We all love their fights, always disadvantaged, there's no honor in a gunfight but there is when Batman jumps over the bad guys from a rooftop and defeat them with his bare hands. That makes a hero. They apply violence, but only to those who harm the innocents who can't defend themselves, and the use of firearms is always represented as a lowly, cowardly action. When in TDK the Joker gives Dent a gun he says he's an agent of chaos. Firearms are chaos, anybody can do a lot of harm with them. Heroes fight chaos, they defend man against his own doom.
Heroes' comics, movies and games are entertaining because of the action scenes, and that action is violent according to how much damage the hero and villain deal with. Wounds, during the pass of time, changed from irregular red lines falling from lips to hemorrage and bad cuts, even fractures (Compare any classic hero and Kickass, for example). Very few of these wounds were made by firearms. It's a narrative resource that allow the story to develop, it has no sense if the hero gets shot to death on the first pages of the comic. He has not even the time to have an epic fight or say his badass lines.
And respect to deaths as a dramatic resource, death is a fact of life, and many times means the development or the birth of a hero. The birth of Batman.

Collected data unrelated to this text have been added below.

PR #1531, opened 2026-06-17
perf(layout): reduce pane reflow settle window from 220ms to 32ms

a5af:
## Summary

- The 220ms `REFLOW_WINDOW_MS` was originally tracking a CSS pane reflow animation that was removed
- The placeholder rect is now set synchronously, so there's no animation to follow frame-by-frame
- 32ms (≈2 rAF frames) is sufficient for Solid's reactive flush + ResizeObserver to settle before the per-frame HWND sampling loop stops
- This eliminates a ~188ms artificial delay on every pane open/close/split

## Test plan

- [ ] Open a new pane — browser panes should reposition correctly with no lag
- [ ] Close a pane — verify adjacent browser panes snap into position without the old ~200ms settle delay
- [ ] Resize window — steady-state `ResizeObserver` path is unaffected (no regression)
- [ ] Split a pane — HWND settles correctly within the new 32ms window

🤖 Generated with [Claude Code](https://claude.ai/claude-code)

### DIFF
--- a/.changesets/1781726783-perf-layout-reduce-pane-reflow-settle-window-from-220ms-to-3-kmzz.md
+++ b/.changesets/1781726783-perf-layout-reduce-pane-reflow-settle-window-from-220ms-to-3-kmzz.md
@@ -1,0 +1,5 @@
+---
+type: patch
+---
+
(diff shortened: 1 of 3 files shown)


a5af:
@codex review

PR #1513, opened 2026-06-17
fix(ui): pin arrow cursor on scrollbars — they inherit the host cursor

AgentA-asaf:
## Problem

The 2026-06-15 cursor work (#1453 + #1455) did **not** fix the scrollbar cursor — it changed the symptom. The current `main` shows:

- **Main agent-pane conversation scrollbar → text I-beam**
- **Live-tool log scrollbar → link hand**

## Root cause

`cursor` is an **inherited** CSS property, and a WebKit `::-webkit-scrollbar*` pseudo-element takes the **computed cursor of its scroll-host element** — not the OS default. #1453 *deleted* `cursor: pointer` from the thumb on the assumption "no cursor → inherits the arrow." That's false: the scrollbar then inherits the host's cursor.

- Main conversation: `.agent-document { overflow-y: auto; cursor: text }` (`_document.scss:16`) → scrollbar inherits **text**.
- Live-tool log: `.agent-tool-overlay-log` (no cursor) nested under `.agent-tool-block { cursor: pointer }` (`_document-nodes.scss:141`) → scrollbar inherits **pointer**.

Worse, #1455's stylelint guard **forbids `cursor` on any `::-webkit-scrollbar*` selector** — i.e. it banned the only working fix, and its message ("Remove it so the thumb keeps the default arrow (it inherits it)") codified the wrong model.

Full post-mortem: `docs/retro/retro-scrollbar-cursor-regression-2026-06-17.md`.

## Fix

- **`app.scss`** — pin `cursor: var(--cursor-default)` on `*::-webkit-scrollbar`, `-track`, `-thumb`, `-corner`. (OverlayScrollbars handle already pinned it correctly.)
- **`.stylelintrc.json`** — remove the inverted `rule-selector-property-disallowed-list` entry (stylelint can't express the real, value-scoped rule).
- **`scripts/check-scrollbar-cursor.sh`** — new grep gate forbidding `pointer`/`text` (and `--cursor-interactive`/`--cursor-text`) on scrollbar/os-scrollbar selectors while allowing the arrow and cursor-less blocks. Wired into `task build:frontend` (mirrors `check:menu-positioning`).
- **`theme.scss` + analysis doc** — correct the stale "deleting it inherits the arrow" guidance.
- **changeset** — `patch`, no version bump.

## Verification

[...]

PR #1532, opened 2026-06-18
feat(ui): thin scrollbars everywhere except agent-pane main and terminal

AgentA-asaf:
## What

Make **half-width (7px)** the default for scrollbars, and keep **full-width (14px)** only on the two primary reading surfaces:

- **Agent pane main conversation** (`.agent-document`) — stays full.
- **Terminal** — xterm's own overlay scrollbar, already sized independently (`view/term/term.scss`), so no change needed.

Everything else — tool-call logs, the agents list, command palette, identity panels, markdown code/TOC blocks — now gets the thin scrollbar.

## How

- `app.scss`: global `*::-webkit-scrollbar` width/height **14px → 7px**; new `.agent-document::-webkit-scrollbar { 14px }` exception (more specific than the universal rule, so it wins on size only); `.os-scrollbar { --os-size: 7px }` for OverlayScrollbars (library default was 10px).
- Removed the redundant hard-coded `width: 14px` from `command-palette.scss` and the three identity panels (`_accounts`/`_detail`/`_form-overlay`) so they inherit the new thin default instead of restating the old magic number.
- `patch` changeset; no version bump.

## Verification

- Confirmed in `task dev` (HMR): agent main + terminal stay full; tool logs, agents list, command palette, identity panels, markdown blocks are now thin.
- Mechanical: only two webkit-scrollbar widths remain (global 7 / agent-document 14); `--os-size: 7px` set; `scripts/check-scrollbar-cursor.sh` green; touched files lint clean (aside from the unrelated pre-existing `z-index:9999` at `app.scss:48`).

Follow-up to #1513 (scrollbar cursor fix).

### DIFF
--- a/.changesets/1781744050-feat-ui-thin-scrollbars-everywhere-except-agent-main-and-terminal-6956.md
+++ b/.changesets/1781744050-feat-ui-thin-scrollbars-everywhere-except-agent-main-and-terminal-6956.md
@@ -1,0 +1,12 @@
+---
+type: patch
+---
+
+feat(ui): thin scrollbars everywhere except the agent-pane main scroll and terminal
+
+Make half-width (7px) the default for all native scrollbars and OverlayScrollbars
+(`--os-size`), and keep full-width (14px) only on the two primary reading
+surfaces: the agent conversation (`.agent-document`) and the terminal (xterm's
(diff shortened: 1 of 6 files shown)


a5af:
@codex review

PR #1533, opened 2026-06-18
feat(editor): support non-UTF-8 file encodings

a5af:
## Summary

The editor only handled UTF-8 — opening a **Windows-1252 `.ini`**, a **UTF-16** file, **Shift_JIS**, Latin-1, etc. errored (`std::fs::read_to_string` → "stream did not contain valid UTF-8"), and saves always wrote UTF-8 (silently changing a file's encoding). This adds encoding detection + transcoding so a wide variety of encodings open and **round-trip**.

Don't misunderstand me, I'm convinced that a responsible adult knows what he can and cannot watch, play or read. I can't forget that Columbine, Virginia Tech and some more are alike and too much, people killed by a maniatic. And the media and the guys I mentioned above will find the most idiotic explanations like he listened to Death Metal, was a satanic worshiper or read Nietzche. They'll say he was disguised as Bane, because it's easier like this, to look for scapegoats who can be publicly executed without consequences, but never a responsible, previous alerts, or psychological profiles that revealed his tendencies or read thoroughly the messages he left before and after committing his crime, that nobody denied him to buy the weapons or left them in a place were he could get them. I understand the feelings of all you guys when you have to witness of those sick people who ruin the life of others in situations like this.
I'm going to see the movie with my friends. And I'm doing it to honor the people who died to see their hero, that hero that hates firearms, who fights evil and stops-at least in the movie- sick fucks like him.